## Supplied material
PR #3802, opened 2026-06-26
COMPAT: avoid inplace=True in pandas methods for pandas>=3.0

jorisvandenbossche:
Pandas is starting to deprecate the `inplace` keyword in a subset of cases (https://pandas.pydata.org/pdeps/0008-inplace-methods-in-pandas.html).

This PR already updates the cases where we are calling a plain pandas method:

- Remove unnecessary usage in docs and tests
- Usage in actual code is done conditionally on the pandas version (to keep avoiding the copy on pandas 2.x, while on pandas 3.x with CoW this is not needed)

## Work required
Your answer must be an exact transcription of the lines from the one containing "Pandas is starting" through the last line of the records above, and nothing else.

## Solution for this problem
Pandas is starting to deprecate the `inplace` keyword in a subset of cases (https://pandas.pydata.org/pdeps/0008-inplace-methods-in-pandas.html).

This PR already updates the cases where we are calling a plain pandas method:

- Remove unnecessary usage in docs and tests
- Usage in actual code is done conditionally on the pandas version (to keep avoiding the copy on pandas 2.x, while on pandas 3.x with CoW this is not needed)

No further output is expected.